According to the technical scheme provided by the embodiment of the invention, the planar target tracking method based on the parameterized ESM network is provided, and the trainable feature extraction module and the sufficient training set are adopted, so that the feature extraction module learns the relatively robust feature representation, and the problem that the traditional manual design features cannot accurately reflect the appearance characteristics of the target in the tracking process is solved to a certain extent; the incompatibility problem of the depth features and the traditional similarity measurement method is also solved through the trained feature extraction module and the similarity measurement module; the model solving is assisted by using an occlusion detection mechanism, so that the model is more robust to partial occlusion; meanwhile, the loss function in the logarithmic function form can enable the training process of the model not to be dominated by samples with larger loss. Because the invention uses the COCO data set of Microsoft as the raw material to construct the data set, the model plane object tracking accuracy is far higher than that of the traditional method and the existing depth network-based method, and the model plane object tracking accuracy is sufficient in training samples and end-to-end network construction.
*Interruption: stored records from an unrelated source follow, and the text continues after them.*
PR #5893, opened 2024-07-17
ci: never tolerate warnings in Rust code

thomaseizinger:
Our Rust CI runs various jobs in different configurations of packages and / or features. Currently, only the clippy job denies warnings which makes it possible that some code still generates warnings under particular configurations.

To ensure we always fail on warnings, we set a global env var to deny warnings for all Rust CI jobs.

### DIFF
--- a/.github/workflows/_rust.yml
+++ b/.github/workflows/_rust.yml
@@ -13,7 +13,7 @@ permissions:
 
 # Never tolerate warnings.
 env:
-  RUSTFLAGS: '-Dwarnings'
+  RUSTFLAGS: "-Dwarnings"
   RUSTDOCFLAGS: "-D warnings"
 
 jobs:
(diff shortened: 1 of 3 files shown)


.github/workflows/_rust.yml
```diff
@@ -11,6 +11,11 @@ permissions:
   contents: 'read'
   id-token: 'write'
 
+# Never tolerate warnings.
+env:
+  RUSTFLAGS: '-Dwarnings'
+  RUSTDOCFLAGS: "-D warnings"
```
ReactorScram: nit
```suggestion
  RUSTFLAGS: "-Dwarnings"
  RUSTDOCFLAGS: "-D warnings"
```

ReactorScram (approved):

ReactorScram:
Edit: Wait that can't be right... why is only macOS failing?
Edit 2: Resolved in cfab7579b69

@thomaseizinger CI's failing on this PR, looks like maybe you force-pushed to the `proptest` repo and now the rev specified doesn't belong to the branch specified? https://github.com/thomaseizinger/proptest/commit/26c036b5ca832726d7f0c8438a750c8efa2f0f8b

PR #9455, opened 2025-06-06
fix(deps): tell dependabot about composite actions

jamilbk:
Dependabot doesn't look in composite dirs for workflows to bump deps on, so here we try to tell it explicitly.

It's important we either fix this or move the affected steps back to somewhere that can be managed by dependabot in order to remain compliant with SOC2 controls.


bmanifold (approved):

thomaseizinger (approved):
Curious to learn whether it works!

Additional aspects and advantages of the invention will be set forth in part in the description which follows, and in part will be obvious from the description, or may be learned by practice of the invention.

Drawings

In order to more clearly illustrate the technical solutions of the embodiments of the present invention, the drawings required for the description of the embodiments will be briefly described below, and it is obvious that the drawings in the following description are only some embodiments of the present invention, and other drawings may be obtained according to these drawings without inventive effort for a person skilled in the art.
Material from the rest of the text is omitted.